SOURCE DATA
PR #14497, opened 2025-11-05
fix: close modal when opening full document from within drawer

swheeler7:
### What?

When clicking the link in the IDLabel of the document view inside a drawer the modal stays open and since it is on top of the rest of the content on the page, nothing is selectable. The page has to be refreshed to be able to use the document like normal. This fixes the issue by adding an onClick handler to the link in the IDLabel component that closes the drawer.

### Why?

The bug makes it difficult and annoying to navigate relationships in the admin because the page has to be refreshed anytime a full document is opened from within a drawer

### How?

Adds onClick handler to close the drawer when a document is opened 

Fixes #13048

### DIFF
--- a/packages/ui/src/elements/IDLabel/index.tsx
+++ b/packages/ui/src/elements/IDLabel/index.tsx
@@ -1,4 +1,5 @@
 'use client'
+import { useModal } from '@faceless-ui/modal'
 import React from 'react'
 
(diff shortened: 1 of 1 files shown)


swheeler7:
Closing because payload team has opened a PR with a better solution #14721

ASSIGNMENT
All lines of the data above must be repeated exactly.

EXERCISE RESULT
PR #14497, opened 2025-11-05
fix: close modal when opening full document from within drawer

swheeler7:
### What?

When clicking the link in the IDLabel of the document view inside a drawer the modal stays open and since it is on top of the rest of the content on the page, nothing is selectable. The page has to be refreshed to be able to use the document like normal. This fixes the issue by adding an onClick handler to the link in the IDLabel component that closes the drawer.

### Why?

The bug makes it difficult and annoying to navigate relationships in the admin because the page has to be refreshed anytime a full document is opened from within a drawer

### How?

Adds onClick handler to close the drawer when a document is opened 

Fixes #13048

### DIFF
--- a/packages/ui/src/elements/IDLabel/index.tsx
+++ b/packages/ui/src/elements/IDLabel/index.tsx
@@ -1,4 +1,5 @@
 'use client'
+import { useModal } from '@faceless-ui/modal'
 import React from 'react'
 
(diff shortened: 1 of 1 files shown)


swheeler7:
Closing because payload team has opened a PR with a better solution #14721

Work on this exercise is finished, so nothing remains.